Rede von Bundespräsident Dr. Frank-Walter Steinmeier
zur Verleihung des Großen Verdienstkreuzes an Peter Maurer
am 7. Februar 2023 in Genf:

„Theorien sind wichtig für die Geschichtsschreibung, aber ich lehne alle einseitigen
Theorien ab.“ Sie, lieber Peter Maurer, Sie haben sicher sofort erkannt, von wem die­
ser Satz stammt. Von Walther Hofer, dem großen, streitbaren Schweizer Historiker,
dem Sie sich verbunden fühlen, nicht nur weil Sie bei ihm studiert haben, sondern weil
er Ihnen ein tiefes Verständnis für historische Prozesse mitgegeben hat. Alles Einsei­
tige abzulehnen, das war die ideale Vorbereitung für einen, der später in den diploma­
tischen Dienst der Schweiz gehen sollte.

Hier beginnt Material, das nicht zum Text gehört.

PR #5618, opened 2026-09-08
feat(sdk): observe final HTTP attempts without replacing provider transports

### LINKED ISSUE #5616: SDK: expose a non-replacing outbound HTTP transport decorator for safe attempt observation
Embedding consumers need secret-safe per-attempt telemetry of final provider request controls after translation, without enabling full request logging or replacing provider-specific transports. Current Manager.SetRoundTripperProvider replaces transports: NewUtlsHTTPClient replaces Chrome/Anthropic fingerprints when a context RoundTripper is supplied, proxy configuration may bypass it, and Antigravity owns credential-scoped HTTP/1.1 pools. Therefore it is not a safe universal observer seam.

Und es war auch die ideale Vorbereitung für
das Amt, das Sie in den letzten zehn Jahren innehatten. Es gehört zur DNA des Inter­
nationalen Komitees vom Roten Kreuz (IKRK), eben nicht einseitig zu sein, nicht ein­
seitig Partei für eine Seite in Konflikten und Kriegen zu ergreifen, sondern fest an der
Seite der Menschen zu stehen, die Opfer von Kriegen und Bürgerkriegen sind.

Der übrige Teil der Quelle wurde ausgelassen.